Buddhist practice is about observing truth. And Buddhist teaching maintains that the only real truths are those that we observe directly. That is the practice of meditation in a nutshell: the direct observation of reality without language as an intermediary. That reality, without thought and its constituent system, language, is often called “ultimate reality.” I don’t like that phrase very much because “ultimate” connotes the notion of it being a superior reality or more intense reality (like Ultimate Frisbee!). It may also connote a reality that is sought as a goal, and as Buddhists we are encouraged to see “the path as the goal.” In other words, there are no established benchmarks for progress as approved by some cabal of wise elders in the high Himalayas.

But Buddhist teachings do make an interesting concession to the fact that unless we are in perpetual solo retreat, we are usually moving through a world replete with complex series of language-based conventions and laws and social norms: that is what we call “relative reality.” 
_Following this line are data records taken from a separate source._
PR #304, opened 2022-09-06
Updated references to m64p to simple64

thekovic:
m64p was rebranded as simple64 so I updated all links and references to it in the comments and the README accordingly.


rasky:
Thanks

PR #345, opened 2023-02-03
debug: add support for reading from SD to SDRAM in flashcarts

rasky:
Normally, reading from SD cards involve first issuing a flashcart-specific command to read SD contents into SDRAM (which is mapped in PI space as "ROM"), and then run a PI DMA transfer to copy contents into RDRAM, just like the data was in ROM.

There are use cases in which there is no need for the second half: the data can stay in SDRAM and be consumed from there. A common one is flashcart menus that want to load a ROM to boot, and don't need data to go into RDRAM (it wouldn't even fit).

This commit adds support to this use case by simply checking if the pointer provided to disk_read (and thus, to fread() by the user) is in RDRAM or in a PI-mapped space, and calling a new flashcart hook in the latter case.

This is implemented for now on 64drive and SC64.

### DIFF
--- a/src/debug_sdfs_sc64.c
+++ b/src/debug_sdfs_sc64.c
@@ -67,6 +67,15 @@ static DRESULT fat_disk_read_sc64(BYTE* buff, LBA_t sector, UINT count)
 	return RES_OK;
 }
 
+static DRESULT fat_disk_read_sdram_sc64(BYTE* buff, LBA_t sector, UINT count)
+{
+	_Static_assert(FF_MIN_SS == 512, "this function assumes sector size == 512");
+	_Static_assert(FF_MAX_SS == 512, "this function assumes sector size == 512");
+	if (sc64_sd_read_sectors((uint32_t)buff, sector, count))
+		return FR_DISK_ERR;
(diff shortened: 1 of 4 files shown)


src/debug_sdfs_sc64.c
```diff
@@ -67,6 +67,15 @@ static DRESULT fat_disk_read_sc64(BYTE* buff, LBA_t sector, UINT count)
 	return RES_OK;
 }
 
+static DRESULT fat_disk_read_sdram_sc64(BYTE* buff, LBA_t sector, UINT count)
+{
+	_Static_assert(FF_MIN_SS == 512, "this function assumes sector size == 512");
```
Polprzewodnikowy: This check seems to be the same for every `fat_disk_*flashcart*` function. Can it be moved up to `disk_read`/`disk_write` function?

rasky: they are static assert, I think the idea was to pinpoint functions where the assumption was being made. I'll move them to disk_read/disk_write as you suggest as all implementation seem to somehow assume that anyway

PR #346, opened 2023-02-03
entrypoint: trigger PI DMA transfer only for ROMs bigger than 1MB

Polprzewodnikowy:


anacierdem (approved):
LGTM

anacierdem:
I think we can even have this on trunk, I don't see why not

rasky:
Merged manually to trunk

PR #348, opened 2023-02-07
Batch of fixes for a few regressions in latest backports from unstable

rasky:


src/rspq/rspq.c
```diff
@@ -489,9 +492,9 @@ static void rspq_get_current_ovl(rsp_queue_t *rspq, int *ovl_idx, const char **o
 /** @brief RSPQ crash handler. This shows RSPQ-specific info the in RSP crash screen. */
 static void rspq_crash_handler(rsp_snapshot_t *state)
 {
-    rsp_queue_t *rspq = (rsp_queue_t*)state->dmem;
+    rsp_queue_t *rspq = (rsp_queue_t*)(state->dmem + RSPQ_DATA_ADDRESS);
     uint32_t cur = rspq->rspq_dram_addr + state->gpr[28];
-    uint32_t dmem_buffer = RSPQ_DEBUG ? 0x140 : 0x100;
+    uint32_t dmem_buffer = RSPQ_DEBUG ? 0x1A0 : 0x100;
```
snacchus, line 497: We still don't have a good way to extract ucode symbols, right? Maybe we should at least put these two values into constants (since they are used again further down)

include/rsp_queue.inc
```diff
@@ -242,9 +242,10 @@ RSPQ_DefineCommand RSPQCmd_SwapBuffers,     12    # 0x07
 RSPQ_DefineCommand RSPQCmd_TestWriteStatus, 8     # 0x08 -- must be even (bit 24 must be 0)
 
 #if RSPQ_DEBUG
+    .align 3
 RSPQ_LOG_IDX:                .long 0
 RSPQ_LOG:                    .ds.l 16
-RSPQ_LOG_END:                .long 0xFFFFFFFF
+RSPQ_LOG_END:                .long 0xABCD0123
```
snacchus: Consider defining the marker value as a constant somewhere

snacchus (changes requested):
Looks good to me! I only left two minor comments.

I ran the testrom locally and while the test you adjusted now runs correctly, I noticed that `test_constructors` always causes a FPU exception. The reason is unrelated to your changes and quite simple: It's missing the `TEST_FLAGS_NO_BENCHMARK` in it's definition, which leads to a division-by-zero error (because the expected time is defined as 0). Maybe we should guard against this mistake by checking the expected time if `TEST_FLAGS_NO_BENCHMARK` is not set.

src/rspq/rspq.c
rasky: OK I'll do that on unstable and port it to trunk. rspq on unstable had a refactoring that shuffled things around. I want to merge that first otherwise I always need to do changes twice.

include/rsp_queue.inc
rasky: Done

rasky:
It looks like the problem with `test_constructor` is because the test is too fast: the testsuite divides durations by 1024, and test_constructors' duration becomes 0, causing a later divide by zero. The workaround you suggested still stands though, I've pushed it.

PR #349, opened 2023-02-13
Misc improvements to interrupt/exceptions (merge from unstable)

rasky:
This PR contains multiple separate commits that bring several improvements to interrupt.h / exception.h:

 * Move pre-NMI functions to interrupt.h where they belonged
 * Improve exception names shown in crash screens to make them more user friendly
 * register_exception_handler now returns the previous handler
 * Add API to register syscall handlers

There is also a small unrelated commit to the build system, to allow split installations of toolchain and libdragon (without which, other merges from unstable are harder).

These are prerequisites to merge the backtracing feature of the unstable branch.


include/exception.h
```diff
@@ -105,32 +107,36 @@ typedef struct
...
+ */
+typedef void (*syscall_handler_t)(exception_t *exc, uint32_t code);
 
-void register_exception_handler( void (*cb)(exception_t *) );
+exception_handler_t register_exception_handler( exception_handler_t cb );
 void exception_default_handler( exception_t* ex );
 
-void register_reset_handler( void (*cb)(void) );
-uint32_t exception_reset_time( void );
+void register_syscall_handler( syscall_handler_t cb, uint32_t first_code, uint32_t last_code );
```
anacierdem, line 139: Why donwe need a range here? If we really want a mechanism for representing multiple codes, would a mask be a better option?

include/interrupt.h
```diff
@@ -56,10 +58,33 @@ void set_SI_interrupt( int active );
...
+ * resetting. See #exception_reset_time for more details.
+ * 
+ * @note The general knowledge about this is that the reset time should be
+ *       500 ms. Testing on different consoles show that, while most seem to
+ *       reset after 500 ms, a few EU models reset after 200ms. So we define
+ *       the timer shorter for greater compatibility.
+ */
+#define RESET_TIME_LENGTH      TICKS_FROM_MS(200)
+
+uint32_t exception_reset_time( void );
```
anacierdem, line 77: I think we may need to document this in the wiki as someone might have imported the other header already

n64.mk
```diff
@@ -7,23 +7,26 @@ N64_ROM_SAVETYPE = # Supported savetypes: none eeprom4k eeprom16 sram256k sram76
 N64_ROM_RTC = # Set to true to enable the Joybus Real-Time Clock
 N64_ROM_REGIONFREE = # Set to true to allow booting on any console region
 
+# Override this to use a toolchain installed separately from libdragon
```
anacierdem, line 10: How will this help the later changes from unstable?

src/exception.c
```diff
@@ -289,103 +351,85 @@ void __onCriticalException(volatile reg_block_t* regs)
...
-	for (int i=0;i<MAX_RESET_HANDLERS;i++)
-	{		
-		if (!__prenmi_handlers[i])
+	assertf(first_code <= 0xFFFFF, "The maximum allowed syscall code is 0xFFFFF (requested: %05lx)\n", first_code);
+	assertf(last_code <= 0xFFFFF, "The maximum allowed syscall code is 0xFFFFF (requested: %05lx)\n", first_code);
+	assertf(first_code <= last_code, "Invalid range for syscall handler (first: %05lx, last: %05lx)\n", first_code, last_code);
+
+	for (int i=0;i<MAX_SYSCALL_HANDLERS;i++)
+	{
+		if (!__syscall_handlers[i].handler)
```
anacierdem, line 386: Should we assert if it is registered a second time?

tests/test_exception.c
```diff
@@ -329,4 +329,26 @@ void test_exception(TestContext *ctx) {
...
 #undef ASSERT_REG_GP_HANDLER
-#undef ASSERT_REG
\ No newline at end of file
+#undef ASSERT_REG
+
+
+static volatile bool tsh_called = true;
+static volatile uint32_t tsh_code = 0;
+
+void test_syscall_handler(exception_t *exc, uint32_t code) {
```
anacierdem, line 338: Is there a reason why we don't use the gcc extension here? Is the stack destroyed or something?

anacierdem (commented):
A few suggestions and questions to discuss. Thank you for the improvements and additions @rasky 🎉

include/exception.h
rasky: I actually had implemented with a mask before, but it was harder to read and use. The idea is that if you are going to use a syscall, you might need a few variations around it. For instance, the inspector in the unstable branch currently uses 3 syscalls which are three different entry points (MIPS exceptions, assertions, C++ exceptions). A range is simpler to understand and read in my opinion.

include/interrupt.h
rasky: Actually I think the only public API is including `libdragon.h`. I always considered moving stuff across include files a non-breaking change. We might want to document this better, but all our examples and all user code I have ever seen only includes libdragon.h.

n64.mk
rasky: It doesn't actually, it's just to help me to avoid conflicts when merging n64.mk.

src/exception.c
rasky: Good idea, we should possibly check if the range is in conflict with an existing range. I will add this.

include/exception.h
anacierdem: Might be easier to read but I thought we can save a few ops. From readability standpoint, ranges might be confusing as well b/c of inclusive/exclusive ranges and not possible to represent ranges with holes in it. I don't have a too strong of an opinion though.

tests/test_exception.c
rasky: you mean the nested function? No there isn't a good reason, I could do that. I figured out that, if for any reason (= a bug in libdragon) the syscall handler remains registered to a nested function, it might lead to a hard-to-diagnose crash if it gets invoked, as the stack would have been destroyed.

n64.mk
anacierdem: I don't know how we use it but I can check for myself

include/exception.h
rasky: Speedwise, a few cycles per syscall isn't a problem, we don't have any plan to use syscalls in code sensitive codepaths at the moment. Consider that a range is checked with:

```
  if (code >= min && code <= max)
```

which gets compiled to

```
  if (code-min >= max-min)
```
so it's 3 cycles.

A mask is:

```
  if (code & mask == value)
```

which is 2 cycles. Honestly not a big deal.

I have two other alternatives in mind:
1) Not declare a range, and invoke all syscall handlers always with the code. Each handler will check if they like the code and do something. This is the simplest API-wise but we don't get to detect conflicts.
2) Do like we do in rspq and settle on a fixed split. Since the syscall code is 20 bit, we could decide to split 8+12 for instance, and simply let register on a single 8 bit prefix, and forward to it all codes with that prefix.

n64.mk
rasky: The usecase is coming from the Arch Linux mips64 package which is trying to be a "generic mips64 compiler" that can be used also for romhacks or libultra work, or even non-N64 work. So it is installed under `/usr` like a regular package. Then on top of that there is a different "libdragon" package which gets installed to `/opt/libdragon`.

include/exception.h
anacierdem: Yeah performance-wise a single cycle is not important. I liked 1 the most and maybe we can solve the other issue by returning a bool from the handler which is set if it is handled. If it is handled multiple times we can fail. Though still the return value does not necessarily reflect the reality. OTOH this may open the possibility of multiple handlers if that ever make sense? The only thing that might be useful is some kind of a validator detached from the actual handlers but we could do that in the handler itself anyways. And still performance will degrade based on the # of handlers.

Even though I didn't like the range api, I don't have a better alternative. Accepting a predicate per handler would definitely be overkill. Maybe we can ask discord? (I am still not objecting to the range, just making sure we explore it - which clearly you already did btw)

src/exception.c
```diff
@@ -253,7 +265,57 @@ static const char* __get_exception_name(exception_code_t code)
...
+			return "Floating point underflow";
+		} else if (ex->regs->fc31 & C1_CAUSE_INEXACT_OP) {
+			return "Floating point inexact operation";
+		} else {
+			return "Generic floating point";
+		}
+	case EXCEPTION_CODE_TLB_LOAD_I_MISS:
+		if (epc == badvaddr) {
+			return "Invalid program counter address";
+		} else if (badvaddr < 128) {
```
snacchus, line 292: Why does it check `< 128` for null reference? (same below)

rasky: it's just a heuristic to catch null pointers. One common case is that you have a NULL pointer to struct, and deference one of the fields of the struct. In that case you don't get a TLB miss on exactly 0x00000000, but the address is basically the offset of the field in the struct. If the struct is larger you might instead get `Read from invalid memory address`, which is not so bad too, so I guess that's an acceptable compromise.

include/exception.h
rasky: Honestly this API isn't going to be used so much I think. It could even be kept private for now, I doubt there are many use cases for libraries to use syscalls. 

Basically the main advantage of a syscall handler is that you get a snapshot of the state of all registers at that point, so it must be some advanced / debugging feature. We have two uses for now: one is the inspector (which, being a "debugger", requires a snapshot of the state), and another is the kernel (which does a context switch so it's handy if the thread has been already saved onto the stack).

I can't think of another case right now, but it must be something this low-level. So I don't think we're getting to a point where there are dozens of users of this API and there will be conflicts in managing ranges. So personally I think "anything goes" here. I wouldn't want to switch back to the mask because I tried that and it was worse readability wise, much harder to understand. I don't have a strong opinion on the other options though, I think anything goes for the few uses we will have of this.

anacierdem: I am totally ok 👍🏼

src/exception.c
anacierdem: Maybe we can incorporate "struct" in the message when it is not exactly zero to further help?

rasky: Unfortunately you can get a similar result if you dereference a NULL array (such as `m[2][2]` for a matrix), so explicitly mentioning "struct" could bring more confusion than it solves. Do you think it's confusing for users? I can understand being confusing for us reading the source code, but the user gets a "NULL pointer dereference" on a specific source code line, and I guess they can expect any pointer there to cause that, irrespective if it's an array or a struct.

anacierdem: Haven't thought of the array, right. I don't think it is particularly confusing. Just adding a comment will clear things for readers for sure.

rasky: done

src/exception.c
rasky: done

But what does any of this have to do with faith? It is this: at its root, faith means “trust.” And the most challenging obstacle that I have encountered in my own practice is trust: trusting myself, my experiences both on and off the meditation cushion, and the guidance of my many teachers. This is not a trust that stays cemented in my psyche, and it that sense, it is so very different from religious faith. It is not trust countered by doubt. It is trust countered by full-on existential dread. And that means, for me at least, that it is faith that must be continually and actively practiced, not by attending services or re-affirming to myself and others that I believe something to be true, but rather by observing my mind. And I must continually use faith to underscore my very limited awareness that my mind possesses the truth about the very essence of what it means to a human being. Because it rarely feels like something called “enlightenment.” There are rarely moods of elevated consciousness. And nirvana istelf? Ephemeral.

Sometimes the monotheistic traditions tell useful stories that convey some of the qualities of the type of faith that reflects my own experience. While there are many stories of faith-testing by God in the Bible, I am frequently awed by the epic of Abram, wielding his sword over the neck of his son. Seriously, just try to actually imagine that situation. I find this story inspiring not because of the obedience to God that Abram was willing to demonstrate, but because of the quality of his faith. That is a mighty faith. That is a profound level of trust. Some part of me feels like it is this sort of high-stakes act that we engage in when we decide to walk the Buddhist path. Lives are at stake: my life and the lives of those who I may encounter. And practicing to remain attentive and intentional in our lives requires that kind of mighty faith.

On the upside, the practice itself can bring liberation and joy, and those are also some pretty high-level gains (relatively speaking, of course). Ultimate liberation and joy, and I suppose ultimate faith as well . . . I cannot use language for those things.